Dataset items
PR #38, opened 2021-06-03
Disable using the ServiceBrowser cache

bdraco:
zeroconf 0.32.0 (unreleased) is needed to ensure compatibility with some devices


bdraco:
I don't think we are going to need this one as it looks like the root cause the was `C#` issue.

https://github.com/Jc2k/aiohomekit/pull/39 will take care of the sometimes missing `addresses` issue but I'm hoping we don't see any reports of that in Home Assistant since the problem has existed for some time but is likely made a bit worse due to relying more heavily on the cache.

Task prompt
Only one stretch of the data above is needed. Restate it word for word, from the line containing "Disable using the ServiceBrowser cache" through the line containing "I don't think", both ends included.

Written reply
Disable using the ServiceBrowser cache

bdraco:
zeroconf 0.32.0 (unreleased) is needed to ensure compatibility with some devices


bdraco:
I don't think we are going to need this one as it looks like the root cause the was `C#` issue.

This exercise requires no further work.